- Born: 28 July 1947 Nkor
- Died: 1 October 2016 Yaoundé
- Occupation: Playwright

= Bole Butake =

Cameroonian playwright and professor (1947–2016)

Bole Botake (1947–2016) was an anglophone Cameroonian playwright, poet, and critic known for using theatre for political intervention and education.

==Early life and education==
Bole Butake was born in 1947 in Nkor, Noni subdivision in the North West region of Cameroon. He pursued his education at Sacred Heart College Mankon and the renowned Cameroon College of Arts Science and Technology, Bambili. He later joined the University of Yaoundé, where he earned a BA in Modern English Letters(1972), a Maîtrise(1973) and a Master's degree in English Literature from the University of Leeds, England(1974). He then completed a PhD at Yaoundé u der the faculty of Social Science in 1983. He taught at the University of Yaoundé until 2012 when he retired after attaining position of full professor of Performing Arts and African Literature

==Career==
===Dramatist and director===
Butake established an international reputation as a dramatist with plays like Lake God, And Palm Wine Will Flow, The Survivors, Dance of the Vampires and The Rape of Michelle, all of which have political underpinnings. He was one of a generation of Anglophone authors who were deeply engaged in the politics of their time, and became a household name in Cameroon in the 1980s and 1990s. A number of scholars have analysed his work, often focusing on their political critique and direct engagement with oppression, democracy and human rights and the role of the nation.

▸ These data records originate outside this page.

PR #5906, opened 2020-02-26
azurerm_application_gateway - support 125 for V2 sku capacity

neil-yechenwei:
Issue:
Allow sku.capacity up to 125 when using standard_v2 in the azurerm_application_gateway resource since sku.capacity is limited to 32 currently.

Description:
The Capacity of the SKU to use for this Application Gateway. Possible values for V1 SKU must be between 1 and 32, and for V2 SKU must be between 1 and 125.

SKU Reference doc: https://docs.microsoft.com/en-us/azure/azure-resource-manager/management/azure-subscription-service-limits?toc=%2fazure%2fapplication-gateway%2ftoc.json#application-gateway-limits

### DIFF
--- a/azurerm/internal/services/network/resource_arm_application_gateway.go
+++ b/azurerm/internal/services/network/resource_arm_application_gateway.go
@@ -3728,16 +3728,21 @@ func flattenApplicationGatewayCustomErrorConfigurations(input *[]network.Applica
 }
 
 func ApplicationGatewayCustomizeDiff(d *schema.ResourceDiff, _ interface{}) error {
-	tier := d.Get("sku.0.tier").(string)
+	_, hasAutoscaleConfig := d.GetOk("autoscale_configuration.0")
 	capacity, hasCapacity := d.GetOk("sku.0.capacity")
+	tier := d.Get("sku.0.tier").(string)
+
+	if !hasAutoscaleConfig && !hasCapacity {
+		return fmt.Errorf("The Application Gateway must specify either `capacity` or `autoscale_configuration` for the selected SKU tier %q", tier)
+	}
 
 	if hasCapacity {
 		if (strings.EqualFold(tier, string(network.ApplicationGatewayTierStandard)) || strings.EqualFold(tier, string(network.ApplicationGatewayTierWAF))) && (capacity.(int) < 1 || capacity.(int) > 32) {
-			return fmt.Errorf("The capacity of V1 SKU %q must be between 1 and 32.", tier)
+			return fmt.Errorf("The value '%d' exceeds the maximum capacity allowed for a %q V1 SKU, the %q SKU must have a capacity value between 1 and 32", capacity, tier, tier)
 		}
 
 		if (strings.EqualFold(tier, string(network.ApplicationGatewayTierStandardV2)) || strings.EqualFold(tier, string(network.ApplicationGatewayTierWAFV2))) && (capacity.(int) < 1 || capacity.(int) > 125) {
-			return fmt.Errorf("The capacity of V2 SKU %q must be between 1 and 125.", tier)
+			return fmt.Errorf("The value '%d' exceeds the maximum capacity allowed for a %q V2 SKU, the %q SKU must have a capacity value between 1 and 125", capacity, tier, tier)
 		}
 	}
 
--- a/azurerm/internal/services/network/resource_arm_application_gateway.go
+++ b/azurerm/internal/services/network/resource_arm_application_gateway.go
@@ -662,7 +662,7 @@ func resourceArmApplicationGateway() *schema.Resource {
 						"capacity": {
 							Type:         schema.TypeInt,
 							Optional:     true,
-							ValidateFunc: validation.IntBetween(1, 32),
+							ValidateFunc: validation.IntBetween(1, 125),
 						},
 					},
 				},
--- a/azurerm/internal/services/network/resource_arm_application_gateway.go
+++ b/azurerm/internal/services/network/resource_arm_application_gateway.go
@@ -3,6 +3,7 @@ package network
 import (
 	"fmt"
 	"log"
+	"strings"
 	"time"
 
 	"github.com/Azure/azure-sdk-for-go/services/network/mgmt/2019-09-01/network"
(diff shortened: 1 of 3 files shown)


azurerm/internal/services/network/resource_arm_application_gateway.go
```diff
@@ -662,7 +662,7 @@ func resourceArmApplicationGateway() *schema.Resource {
 						"capacity": {
 							Type:         schema.TypeInt,
 							Optional:     true,
-							ValidateFunc: validation.IntBetween(1, 32),
+							ValidateFunc: validation.IntBetween(1, 125),
```
katbyte: Could we add a check to the create/update functions to ensure the 32 limit is respected when not using a V2 SKU?

website/docs/r/application_gateway.html.markdown
```diff
@@ -380,7 +380,7 @@ A `sku` block supports the following:
 
 * `tier` - (Required) The Tier of the SKU to use for this Application Gateway. Possible values are `Standard`, `Standard_v2`, `WAF` and `WAF_v2`.
 
-* `capacity` - (Required) The Capacity of the SKU to use for this Application Gateway - which must be between 1 and 10, optional if `autoscale_configuration` is set
+* `capacity` - (Required) The Capacity of the SKU to use for this Application Gateway. Possible values for V1 SKU must be between 1 and 32, and for V2 SKU must be between 1 and 125, optional if `autoscale_configuration` is set.
```
katbyte:
```suggestion
* `capacity` - (Required) The Capacity of the SKU to use for this Application Gateway. When using a V1 SKU this value must be between 1 and 32, and  1 to 125 for a V2 SKU. This property is optional if `autoscale_configuration` is set.
```

neil-yechenwei: fixed

azurerm/internal/services/network/resource_arm_application_gateway.go
neil-yechenwei: Maybe adding CustomizeDiff function is better. I've updated code. Please have a look. Thanks.

neil-yechenwei:
@katbyte , Thanks for your comments. I've updated code. Please have a look.

azurerm/internal/services/network/resource_arm_application_gateway.go
```diff
@@ -3724,3 +3726,20 @@ func flattenApplicationGatewayCustomErrorConfigurations(input *[]network.Applica
 
 	return results
 }
+
+func ApplicationGatewayCustomizeDiff(d *schema.ResourceDiff, _ interface{}) error {
+	tier := d.Get("sku.0.tier").(string)
+	capacity, hasCapacity := d.GetOk("sku.0.capacity")
+
+	if hasCapacity {
+		if (strings.EqualFold(tier, string(network.ApplicationGatewayTierStandard)) || strings.EqualFold(tier, string(network.ApplicationGatewayTierWAF))) && (capacity.(int) < 1 || capacity.(int) > 32) {
```
WodansSon: This is looks good, but do you think we can make the error message a bit more clear... maybe something like... WDYT?
```
if (strings.EqualFold(tier, string(network.ApplicationGatewayTierStandardV2)) || strings.EqualFold(tier, string(network.ApplicationGatewayTierWAFV2))) && (capacity.(int) < 1 || capacity.(int) > 125) {
	return fmt.Errorf("The value '%d' exceeds the maximum capacity allowed for a %q V2 SKU, the %q SKU must have a capacity value between 1 and 125", capacity, tier, tier)
} else if (capacity.(int) < 1 || capacity.(int) > 32) {
	return fmt.Errorf("The value '%d' exceeds the maximum capacity allowed for a %q V1 SKU, the %q SKU must have a capacity value between 1 and 32", capacity, tier, tier)
}
```

azurerm/internal/services/network/resource_arm_application_gateway.go
```diff
@@ -3724,3 +3726,20 @@ func flattenApplicationGatewayCustomErrorConfigurations(input *[]network.Applica
...
+			return fmt.Errorf("The capacity of V1 SKU %q must be between 1 and 32.", tier)
+		}
+
+		if (strings.EqualFold(tier, string(network.ApplicationGatewayTierStandardV2)) || strings.EqualFold(tier, string(network.ApplicationGatewayTierWAFV2))) && (capacity.(int) < 1 || capacity.(int) > 125) {
+			return fmt.Errorf("The capacity of V2 SKU %q must be between 1 and 125.", tier)
+		}
```
WodansSon: This looks really great, but do you think we can make the error message a bit more clear? WDYT?

```suggestion
if (strings.EqualFold(tier, string(network.ApplicationGatewayTierStandardV2)) || strings.EqualFold(tier, string(network.ApplicationGatewayTierWAFV2))) && (capacity.(int) < 1 || capacity.(int) > 125) {
			return fmt.Errorf("The value '%d' exceeds the maximum capacity allowed for a %q V2 SKU, the %q SKU must have a capacity value between 1 and 125", capacity, tier, tier)
		} else if (capacity.(int) < 1 || capacity.(int) > 32) {
			return fmt.Errorf("The value '%d' exceeds the maximum capacity allowed for a %q V1 SKU, the %q SKU must have a capacity value between 1 and 32", capacity, tier, tier)
}
```

azurerm/internal/services/network/resource_arm_application_gateway.go
```diff
@@ -660,9 +661,8 @@ func resourceArmApplicationGateway() *schema.Resource {
 						},
 
 						"capacity": {
-							Type:         schema.TypeInt,
-							Optional:     true,
-							ValidateFunc: validation.IntBetween(1, 32),
+							Type:     schema.TypeInt,
```
WodansSon: The doc's say that this is a required attribute but is optional only if the `autoscale_configuration` attribute is set to `true`. Do you think we can add an additional check to the `CustomizeDiff` to check this condition? I think this may have been overlooked with the initial implementation of this resource.

azurerm/internal/services/network/resource_arm_application_gateway.go
neil-yechenwei: Fixed

azurerm/internal/services/network/resource_arm_application_gateway.go
neil-yechenwei: I think your concern is reasonable. I just add the validation in the CustomizeDiff function. Please have a look. Thanks.

neil-yechenwei:
@WodansSon , Thanks for your comments. I've updated code. Please have a look. Thanks.

WodansSon:
The one test that failed was due to a deprecated attribute as part of 2.0.
image

WodansSon:
image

Butake was political in staging the plays of other authors as well. In 1991 he directed Bate Besong's play Beasts of No Nation, leading to the playwright being arrested for subversion. He also conducted workshops across Cameroon, teaching rural communities how to use theatre for social change.

===Academic===
Bole Butake was a professor of Performing Arts and African literature at the University of Yaoundé, where he taught for over 40 years before retiring in 2012.

==Works==

- 1984: The Rape of Michelle, Yaounde, CEPER (published and performed)
- 1986: Lake God, Yaounde, BET & Co (Pub) Ltd. (published and performed).
- 1989: The Survivors, Yaounde, Editions SOPECAM (performed and published).
- 1990: And Palm-wine Will Flow, Yaounde, Editions SOPECAM (performed and published)
- 1993: Shoes and Four Men in Arms translated into German as VIER MANN IN UNIFORM UND EIN BERG SCHUHE and broadcast on Westdeutscher Rundfunk Köln. Toured Germany with The Flame Players in June 1996 (four performances).
- 1993: (with Gilbert Doho) Zintgraff and the Battle of Mankon, a semi-historical play (performed).
- 1995: Dance of the Vampires (performed; published in 1999).
- 1999: Lake God and other plays. Yaounde, Editions CLE
- 2003: Zintgraff and the Battle of Manko. Bamenda, Patron Publishing House.
- 2005: Family Saga. Yaounde, Editions CLE.
- 2005: Betrothal Without Libation. Yaounde, Editions CLE.
- 2010: Cameroon Anthology of Poetry. Yaounde, Africana
- 2004: Cinema and Social discourse in Cameroon.